Il rapporto nazionale che presentiamo è il risultato di un ampio processo di consultazione che ha coinvolto numerose istituzioni di governo, organizzazioni della società civile e l’implementazione delle raccomandazioni accettate nel secondo esame, il 79% del totale formulato allora.

Signor Presidente,
quando gli Stati Uniti occupavano militarmente l’Isola, presenza che troncò la nostra indipendenza con governi imposti da loro, il 45% dei bambini non andava a scuola, l’85% del persone non aveva acqua corrente, i contadini vivevano in miseria senza essere padroni della terra che lavoravano e gli immigranti erano brutalmente sfruttati.
A Cuba non esistevano diritti umani per operai e contadini, erano frequenti le esecuzioni extra giudiziarie, le scomparse forzate e le azioni di tortura.
La discriminazione per il colore della pelle era crudele e c’era un alto livello di povertà; le bambine e le donne erano le più escluse. La dignità dei cubani era macchiata e la cultura nazionale aggredita.
La Rivoluzione cubana, guidata dal Comandante in Capo Fidel Castro Ruz, trasformò quella realtà e continua ad essere impegnata a elevare sempre più la qualità della vita, il benessere e la giustizia sociale per tutto il nostro popolo concretizzando tutti i diritti umani.
Questa volontà di proteggere la dignità umana, offrire uguali opportunità e conquistare tutta la giustizia, è stata invariabile e totale sino ad oggi.

Signor Presidente,
il paese ha continuato a fare passi per perfezionare il suo modello di sviluppo economico e sociale, con l’obiettivo di costruire una nazione sovrana, indipendente, socialista, democratica, prospera e sostenibile, per mezzo del rafforzamento dell’istituzionalità del nostro sistema politico, di carattere genuinamente partecipativo, con pieno appoggio popolare.
Basandoci sulla Costituzione, abbiamo continuato a rafforzare la cornice giuridico istituzionale per la protezione e la promozione dello stesso, con modifiche e proposte adattate alle necessità e alle realtà della società cubana e degli standard internazionali.
Inoltre, abbiamo rafforzato l’attenzione alla cittadinanza, ampliando i meccanismi, le strade e le risorse nelle mani della popolazione per realizzare denunce di reati, dei suoi diritti, per presentare lamentele e petizioni alle autorità, canalizzare le opinioni e le preoccupazioni e soprattutto partecipare attivamente all’adozione delle decisioni del Governo.
La protezione del diritto alla vita si è mantenuta come la più forte priorità.
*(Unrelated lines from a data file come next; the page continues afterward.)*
PR #877, opened 2022-08-26
libiio / iiod async interface fixes

pcercuei:
Some fixes for the new libiio / IIOD async. interface.

- Fix IIOD sometimes answering a -ETIMEDOUT (-110) error, as the iiod_responder code did not handle infinite timeouts properly;
- Fix deadlock on client side occurring when the context creation failed (e.g. when IIOD returns a timeout...);
- Fix IIOD not understanding "write attribute" commands;
- Fix iiod-client sending invalid commands when trying to access an attribute that does not exist;
- Fix the network backend not destroying the iiod-client properly.
- Fix the dynamic loading code which was completely broken (wrong include paths on Linux, undefined variable on Windows)
- Fix prototype of iio_buffer_get_channels_mask()
- Remove carriage returns at the end of strings used in prm_perror
- Fix iio_block_destroy() blocking until timeout happens

### DIFF
--- a/iiod-client.c
+++ b/iiod-client.c
@@ -237,6 +237,12 @@ static ssize_t iiod_client_read_all(struct iiod_client *client,
 	return (ssize_t) (ptr - (uintptr_t) dst);
 }
 
+static void iiod_client_cancel(struct iiod_client *client)
+{
+	if (client->ops->cancel)
+		client->ops->cancel(client->desc);
+}
+
 struct iiod_client * iiod_client_new(const struct iio_context_params *params,
 				     struct iiod_client_pdata *desc,
 				     const struct iiod_client_ops *ops)
@@ -269,8 +275,10 @@ struct iiod_client * iiod_client_new(const struct iio_context_params *params,
 	return client;
 
 err_free_responder:
-	if (client->responder)
+	if (client->responder) {
+		iiod_client_cancel(client);
 		iiod_responder_destroy(client->responder);
+	}
 err_free_lock:
 	iio_mutex_destroy(client->lock);
 err_free_client:
@@ -280,8 +288,10 @@ err_free_client:
 
 void iiod_client_destroy(struct iiod_client *client)
 {
-	if (client->responder)
+	if (client->responder) {
+		iiod_client_cancel(client);
 		iiod_responder_destroy(client->responder);
+	}
 
 	iio_mutex_destroy(client->lock);
 	free(client);
--- a/iiod-client.c
+++ b/iiod-client.c
@@ -535,6 +535,9 @@ static ssize_t iiod_client_read_attr_new(struct iiod_client *client,
 			if (!strcmp(iio_channel_get_attr(chn, i), attr))
 				break;
 
+		if (i == iio_channel_get_attrs_count(chn))
+			return -ENOENT;
+
 		arg1 = (uint16_t) i;
 	} else {
 		switch (type) {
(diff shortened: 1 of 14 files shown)


iiod-responder.c
```diff
@@ -376,13 +376,18 @@ static int iiod_enqueue_command(struct iiod_io *writer, uint8_t op,
...
 	iio_mutex_lock(io->lock);
 
-	done = (io->write_token && iio_task_is_done(io->write_token)) ||
-		(read_counter_us() - io->w_io.start_time > timeout_us);
+	done = io->write_token && iio_task_is_done(io->write_token);
+
+	if (io->timeout_ms) {
+		timeout_us = io->timeout_ms * 1000;
+
+		done |= read_counter_us() - io->w_io.start_time > timeout_us;
```
nunojsa, line 389: nit: I guess we do not need `|=`?

iiod-responder.c
```diff
@@ -414,33 +421,47 @@ bool iiod_io_has_response(struct iiod_io *io)
...
 
 	while (!io->r_done) {
-		diff_ms = (read_counter_us() - io->r_io.start_time) / 1000;
-
-		if (diff_ms < timeout_ms)
-			ret = iio_cond_wait(io->cond, io->lock, timeout_ms - diff_ms);
-		else
-			ret = -ETIMEDOUT;
-
+		ret = iiod_io_cond_wait(io);
```
nunojsa, line 458: Hmmm, not a big deal as the change is not that big but maybe we should introduce the `iiod_io_cond_wait()` helper in it's own patch?

iiod-responder.c
```diff
@@ -414,33 +421,47 @@ bool iiod_io_has_response(struct iiod_io *io)
...
+
+	if (!io->timeout_ms)
+		return false;
+
+	timeout_us = io->timeout_ms * 1000;
+
+	return read_counter_us() - io->w_io.start_time > timeout_us;
+}
+
+static int iiod_io_cond_wait(struct iiod_io *io)
```
nunojsa, line 435: Can we make `struct iiod_io *io() `const`? Or the calls to `iio_cond_wait()` will WARN?

iiod-client.c
```diff
@@ -280,8 +284,12 @@ struct iiod_client * iiod_client_new(const struct iio_context_params *params,
 
 void iiod_client_destroy(struct iiod_client *client)
 {
-	if (client->responder)
+	if (client->responder) {
+		if (client->ops->cancel)
+			client->ops->cancel(client->desc);
```
nunojsa, line 289: nit: maybe we could introduce an helper to avoid the nested checks... Not that terrible though

nunojsa (approved):

iiod-client.c
pcercuei: As long as it doesn't require gymnastics to fit under the 80-characters rule, and the pattern is not duplicated elsewhere, I think it can stay inline.

iiod-responder.c
pcercuei: We actually do - check the original code that it replaces and you'll see why.

iiod-responder.c
pcercuei: Yes it can be const, I'll change it. It will be fine with `io->cond` and `io->lock` because those are pointers, so making `io` const will make these immutable pointers and not pointers to const data.

iiod-responder.c
pcercuei: Ok.

pcercuei:
@nunojsa I updated the code with your suggestions. It should be *perfect* now :)

iiod-responder.c
nunojsa: You're right... I was failing to see the first assignment to `done`. But this now raised another (not that important) question to me... I think we could extend the check to be `if (io->timeout_ms && !done)`. IIUC, there's no point in doing anything else if we are already done. That said, we could safely drop the OR...

nunojsa (approved):

pcercuei:
@nunojsa fair enough, the `|=` is gone now.

PR #886, opened 2022-08-29
update man pages

maitbot:
Debian wants each user command documented.
This patch has some help2man generated output, might
be better to follow up and further improve things before merging.

Signed-off-by: A. Maitland Bottoms <bottoms@debian.org>


pcercuei:
@maitbot if you don't mind, I think the .TH should be lowercase, and the iio_adi_xflow_check command line should not include any paths (it says `./tests/iio_adi_xflow_check` right now). Otherwise looks good.

pcercuei:
Closing this one, as #959 was merged.

PR #897, opened 2022-09-02
fix op codes in attr_write

catkira:
There was a copy paste error, all the opcodes where xxx_READ_xxx, but they have to be xxx_WRITE_xxx.

### DIFF
--- a/iiod/responder.c
+++ b/iiod/responder.c
@@ -148,14 +148,14 @@ static ssize_t attr_write(struct parser_pdata *pdata,
 	dev = iio_context_get_device(pdata->ctx, cmd->dev);
 
 	switch (cmd->op) {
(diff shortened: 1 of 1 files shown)


pcercuei:
A few notes:

- Please make the merge target the `dev` branch, since the bug is there. We only accept pull requests on the main branches, which are "master" for 0.x and "dev" for 1.x.
- The first line of the commit should be a title that describes briefly the changes, e.g. "iiod: Fix writing of attributes", followed by a small paragraph that describes a bit more in-depth the change (your "there was a copy-paste error" explanation can go there)
- You need to sign your commit, adding a `Signed-off-by:` line followed by your full name + usual email address. This is for copyright attribution.

catkira:
ok I will do that. I was afraid the ADI weekend had already started :P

Si garantisce con il riconoscimento del diritto all’integrità fisica e all’inviolabilità della persona, il rispetto delle garanzie del giusto processo e nessuno viene privato della sua libertà se non in conformità con la legge e con ampie garanzie.
Le autorità incaricate di far rispettare la legge svolgono il loro lavoro in conformità con la legge e sono soggette a rigorosi processi di controllo e alla valutazione popolare. Non vi è alcuna impunità di fronte ai pochi casi di abusi di funzionari o agenti delle forze dell'ordine, né leggi o regolamenti che li proteggono,
Non esiste vendita, né traffico di armi da fuoco. Il tasso di omicidi è molto basso e contribuisce a che Cuba sia uno dei paesi più sicuri del mondo.

Signor Presidente,
Cuba ha continuato a rafforzare la partecipazione popolare nell'assunzione di decisioni del governo e nell’esercizio delle libertà riconosciute dalla Costituzione e dalle Leggi, compresi i diritti civili e politici che sono pienamente tutelati. Nel paese c’è un’ampia pluralità di idee e c’è un ricco dibattito sui più diversi argomenti della vita politica, economica, sociale e culturale della nazione.
Al processo di consultazione dei documenti sulla Concettualizzazione del Modello Economico e Sociale Cubano di Sviluppo Socialista e le Basi per il Piano Nazionale di Sviluppo Economico e Sociale sino al 2030 hanno partecipato circa un 1.600.000 cubani e tra loro circa 500.000 giovani e sono state fatte 208.161 proposte di modifiche che hanno generato cambi di una parte significativa del contenuto originale.
L’esercizio democratico a Cuba è continuo, sulla base del nostro modello di democrazia, legittimamente costituito, partecipativo e popolare.
Il diritto di partecipare alla conduzione dei temi pubblici non si limita ai processi elettorali, ma si esercita in maniera permanente nei diversi ambiti della vita politica, economica e sociale della nazione.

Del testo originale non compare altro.